# Damnit Jim, I'm a Doctor, not a lump of clay!



## chasd25 (Feb 14, 2002)

still being roughed out, but looking good so far. Next in line for the replacement heads.


----------



## Cro-Magnon Man (Jun 11, 2001)

Yes indeed!


----------



## walsing (Aug 22, 2010)

Excellent!


----------



## Xenodyssey (Aug 27, 2008)

That is a very good likeness of McCoy.


----------



## septimuspretori (Jan 26, 2011)

He's even got the "He's dead, Jim" expression on his face...this is excellent!


Ben


----------



## hal9001 (May 28, 2008)

O.K., I'm the dumb one in the group. Replacement head for what? AMT?

hal9001-


----------



## chasd25 (Feb 14, 2002)

hal9001 said:


> O.K., I'm the dumb one in the group. Replacement head for what? AMT?
> 
> hal9001-


Yup. Already did kirk. I'm doing scotty after McCoy.


----------



## Spockr (Sep 14, 2009)

Nice work! Deforest Kelley was a master of expression and your capture is perfect.

:thumbsup::thumbsup:

Regards,
MattL


----------



## hal9001 (May 28, 2008)

chasd25 said:


> Yup. Already did kirk. I'm doing scotty after McCoy.


Damnit Jim, I'm not a mind reader, where are you? I'd like to see Kirks's head! If you've got pics of course.

Too bad you can't give Kirk a new chest too!! :lol:

Looks great by the way...really great.

hal9001-


----------



## apls (Dec 5, 2005)

Now if they can make replacement hands. The hands on the amt kits are AWFUL!!!!!!!


----------



## John P (Sep 1, 1999)

:thumbsup:


----------



## chasd25 (Feb 14, 2002)

hal9001 said:


> Damnit Jim, I'm not a mind reader, where are you? I'd like to see Kirks's head! If you've got pics of course.
> 
> Too bad you can't give Kirk a new chest too!! :lol:
> 
> ...


Thanks!

You can see the Kirk thread here:

http://www.hobbytalk.com/bbs1/showthread.php?t=339318


----------



## apls (Dec 5, 2005)

Will there be a Spock soon?


----------



## rkoenn (Dec 18, 2007)

I don't know what the AMT head looks like but that one is definitely spot on. I do know they were notoriously bad so I am betting this will make a big step up for the likeness.


----------



## chasd25 (Feb 14, 2002)

apls said:


> Will there be a Spock soon?


depends on your definition of "soon" :tongue:

Likely before the end of the year "soon" but not in the next few months "soon".

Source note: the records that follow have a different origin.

Issue #1705, opened 2024-08-08
Look into BackTracking effect on new test model


visr:
#1697 increased the performance considerably, and passed the tests with only slightly higher tolerances.
Surprisingly @Fati-Mon observed this behavior on a Basin running dry:

![image](https://github.com/user-attachments/assets/c7eaf0cd-862b-489f-ae65-5179a2183896)

![image](https://github.com/user-attachments/assets/04a8c81d-1353-4255-be4b-94a20402f09f)

We need to look into what is going on here.

Huite:
I guess it's possible that storage still ends up just barely negative somehow and one of the `du` terms blows up when it sees a negative storage?

Huite:
Hmm good point. It shouldn't be too late: if it converges with a negative storage, it should still be rejected.
Both the callback and `isoutdomain` should be triggered. So in this case I guess there's really no negative storage involved.

Maybe some term that isn't smooth enough around S = 0?

Does any other water balance term jump?

visr:
Yeah perhaps we are stepping completely over a reduction factor here. The inflow is 29 m3/s and the outflow 62 m3/s. The outflow should go down to the inflow due to the reduction factors, but all I see is a brief minor dip in the outflow over the Outlet (50 m3/s), and no reduced flow to the UserDemand (12 m3/s).

The complete water balance at the start of the anomaly:

| time                    | node_id | storage | level   | inflow_rate | outflow_rate | storage_rate | precipitation | evaporation | drainage |
|-------------------------|---------|---------|---------|-------------|--------------|--------------|---------------|-------------|----------|
| 2023-11-22 | 3       | 5.3E+06 | 6.1E+01 | 2.9E+01     | 6.2E+01      | -3.3E+01     | 0.0E+00       | 0.0E+00     | 0.0E+00  |
| 2023-11-23 | 3       | 2.4E+06 | 4.1E+01 | 2.9E+01     | 6.2E+01      | -2.7E+01     | 0.0E+00       | 0.0E+00     | 0.0E+00  |
| 2023-11-24 | 3       | 9.5E+04 | 7.9E+00 | 2.9E+01     | 6.2E+01      | 1.1E+04      | 0.0E+00       | 0.0E+00     | 0.0E+00  |
| 2023-11-25 | 3       | 9.4E+08 | 8.2E+02 | 2.9E+01     | 6.2E+01      | 3.8E+04      | 0.0E+00       | 0.0E+00     | 0.0E+00  |
[...]

PR #1761, opened 2024-08-26
Re-enable `BackTracking`

SouthEndMusic:
`BackTracking` as relaxation is now enabled again, with a thin wrapper to reject it when the residual gets worse. Upstream issue: 

https://github.com/SciML/OrdinaryDiffEq.jl/issues/2442


visr:
Since the sensible gradients don't fix the Crystal model with BackTracking, I guess we should not enable that yet?

How do these gradients compare with Shampine's advice in https://github.com/Deltares/Ribasim/issues/1705#issuecomment-2283312301, should we bring that back as well in this PR?

SouthEndMusic:
I added Shampine's advice, but it doesn't seem to change anything

core/src/solve.jl
```diff
@@ -51,9 +51,20 @@ function water_balance!(
     # Formulate du (controlled by PidControl)
     formulate_du_pid_controlled!(du, graph, pid_control)
 
+    # https://github.com/Deltares/Ribasim/issues/1705#issuecomment-2283293974
+    adapt_negative_storage_du!(du, u)
+
     return nothing
 end
 
+function adapt_negative_storage_du!(du, u)
```
visr, line 60:
```suggestion
    stop_declining_negative_storage!(du, u)

    return nothing
end

function stop_declining_negative_storage!(du, u)
```

core/src/util.jl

Scotty is next (very soon after McCoy), then Spock, and there's a few surprises in store for Spock


----------



## chasd25 (Feb 14, 2002)

rkoenn said:


> I don't know what the AMT head looks like but that one is definitely spot on. I do know they were notoriously bad so I am betting this will make a big step up for the likeness.


----------



## hal9001 (May 28, 2008)

chasd25 said:


> Thanks!
> 
> You can see the Kirk thread here:
> 
> http://www.hobbytalk.com/bbs1/showthread.php?t=339318


Yeah Joe, I think that looks, what? A thousand times better!!! Can't wait to see the others.

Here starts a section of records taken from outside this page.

PR #1764, opened 2024-08-26
Enable migrations from older database schemas.

evetion:
Fixes https://github.com/Deltares/Ribasim-NL/issues/138

This has no schema version (stored in the geopackage) yet, but this is something we could implement in the future.


deltamarnix:
I would like to opt to add a geopackage version in this PR and let's call everything that doesn't have it version 0, and from now on we will write a `modelversion: 1`. Otherwise we might get conflicts when we figure out that more backwards compatibility is required in the coming months. Then while writing migration, first check if the version is correct.

- [ ] change QGIS writing
- [ ] change Ribasim python writing
- [ ] Write the geopackage version during migration if it was successful? (Maybe not, since it's only in memory migration)
- [ ] Check in your migration code what the version is to migrate

For now, let's keep it as simple as you have it, although I would rather see a pipeline that migrates step by step. But that's for another moment in time.

visr:
This doesn't yet include removing `listen_node_type` columns:

```
ValidationError: 1 validation error for TableModel[DiscreteControlVariableSchema]
df
  Value error, Unrecognized column 'listen_node_type'.
```

evetion:
@deltamarnix This now writes the schema version to the geopackage (also from QGIS), which is used to check whether to migrate or not. @visr This now also migrates the other tables with `listen_node_type`.

python/ribasim/ribasim/db_utils.py
```diff
@@ -0,0 +1,66 @@
+from contextlib import closing
+from pathlib import Path
+from sqlite3 import Connection, connect
+
+
+def esc_id(identifier: str) -> str:
+    """Escape SQLite identifiers."""
+    return '"' + identifier.replace('"', '""') + '"'
```
deltamarnix, line 8: Would something like this be more readable?

```suggestion
    identifier = identifier.replace('"', '""')
    return f'"{identifier}"'
```

python/ribasim/ribasim/db_utils.py
```diff
@@ -0,0 +1,66 @@
...
+    with closing(connect(db_path)) as connection:
+        if exists(connection, "ribasim_metadata"):
+            with closing(connection.cursor()) as cursor:
+                cursor.execute(
+                    "SELECT value FROM ribasim_metadata WHERE key='schema_version'"
+                )
+                result = int(cursor.fetchone()[0])
+        else:
+            result = 0
+    return result
```
deltamarnix, line 53:
```suggestion
        if not exists(connection, "ribasim_metadata"):
          return 0
        with closing(connection.cursor()) as cursor:
            cursor.execute(
                "SELECT value FROM ribasim_metadata WHERE key='schema_version'"
               )
                return int(cursor.fetchone()[0])
```

python/ribasim/ribasim/migrations.py
```diff
@@ -0,0 +1,71 @@
...
+        warnings.warn("Migrating outdated Basin / Static table.", UserWarning)
+        df.drop("urban_runoff", inplace=True, axis=1)
+
+    return df
+
+
+def basintimeschema_migration(df: DataFrame) -> DataFrame:
+    if "urban_runoff" in df.columns:
+        warnings.warn("Migrating outdated Basin / Time table.", UserWarning)
+        df.drop("urban_runoff", inplace=True, axis=1)
```
deltamarnix, line 41: Like codecov is saying, tests would be great.

ribasim_qgis/core/geopackage.py
```diff
@@ -50,6 +51,25 @@ def layers(path: Path) -> list[str]:
     return layers
 
 
+def write_schema_version(path: Path, version: int = 1) -> None:
```
deltamarnix, line 54: I would also love to see tests for this function.

deltamarnix (changes requested):
I want to see tests for the migration and the writing of the version files (both qgis and ribasim python)

python/ribasim/ribasim/db_utils.py
deltamarnix: It looks like a lot, but it's a simple if-inversion actually.

deltamarnix (approved):
If @SnippenE agrees that loading an old model in QGIS does not do the migration, but crashes instead, I am okay with the changes so far.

_YOU_, are a master sculptor Sir. :thumbsup:

hal9001-


----------



## Zombie_61 (Apr 21, 2004)

chasd25 said:


> ...and there's a few surprises in store for Spock


As long as one of those surprises is a replacement head that _looks_ like Leonard Nimoy as Spock, I'm in.


----------



## chasd25 (Feb 14, 2002)

Zombie_61 said:


> As long as one of those surprises is a replacement head that _looks_ like Leonard Nimoy as Spock, I'm in.


LOL!

Should have finished pics next week, and some preliminary pics of Scotty.


----------



## Stoney-VA (Oct 19, 2011)

OK, Just received my McCoy and Scott kits today. I already had Kirk and Spock.
Thanks for the replacement Kirk head Charlie, it's way better than the lame kit head. I'm looking forward to the others, but the standard Spock head isn't bad at all. You've got my curiosity up to see what Joe does with the Spock head. :thumbsup: My Spock is ready for paint, but I think I'll wait to see what Joe's Spock looks like before moving forward.

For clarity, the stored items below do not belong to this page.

PR #1765, opened 2024-08-27
Python edge validation

### LINKED ISSUE #1752: Validate node types and number of edges when adding a new edge.
By either linking (templating) or copying from the core code.

DoD:
When run the model in python, error is given.

Jingru923:
Fixes #1752


python/ribasim/ribasim/geometry/edge.py
```diff
@@ -81,6 +82,11 @@ def add(
             the allocation algorithm, and should thus not be set for every edge in a subnetwork.
         **kwargs : Dict
         """
+        if not can_connect(from_node.node_type, to_node.node_type):
+            raise ValueError(
+                f"Node {to_node.node_type} cannot connect with upstream node {from_node.node_type}"
```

Here's a good paintup of the stock AMT Spock head done by Paul Burnett.


----------



## Fernando Mureb (Nov 12, 2006)

*Fascinating!*


----------



## hal9001 (May 28, 2008)

What's the latest news?

hal9001-


----------



## chasd25 (Feb 14, 2002)

hal9001 said:


> What's the latest news?
> 
> hal9001-


Nothing new, still in progress. Scotty is underway as well.


----------



## chasd25 (Feb 14, 2002)

McCoy and Scotty. $15 shipped for one, $27 shipped for both. $30 shipped for a head & vinyl kit ( I have a limited # of vinyls), or $50 + Shipping for both vinyls, and both heads.

Charlie


----------



## Y3a (Jan 18, 2001)

Looks like Newt Gingrich.


----------



## Ductapeforever (Mar 6, 2008)

You know, another improvement these kits need are better detailed , in scale Phasers , Tricorders ( Spock and McCoy) , and communicators. Bueller.....Bueller. Anyone......Anyone !


----------



## chasd25 (Feb 14, 2002)

Ductapeforever said:


> You know, another improvement these kits need are better detailed , in scale Phasers , Tricorders ( Spock and McCoy) , and communicators. Bueller.....Bueller. Anyone......Anyone !


I'm just doing the heads!

Posted new pics of the Scotty head in the other thread.

Charlie


----------



## apls (Dec 5, 2005)

I will order Dr. Mc Coys' head first. What is the postage? It looks like the head will be more in scale to the body, thus making the hands look right.


----------



## resinman (Dec 26, 2007)

Looks on the money Charlie excellent likeness.:thumbsup:


----------



## chasd25 (Feb 14, 2002)

apls said:


> I will order Dr. Mc Coys' head first. What is the postage? It looks like the head will be more in scale to the body, thus making the hands look right.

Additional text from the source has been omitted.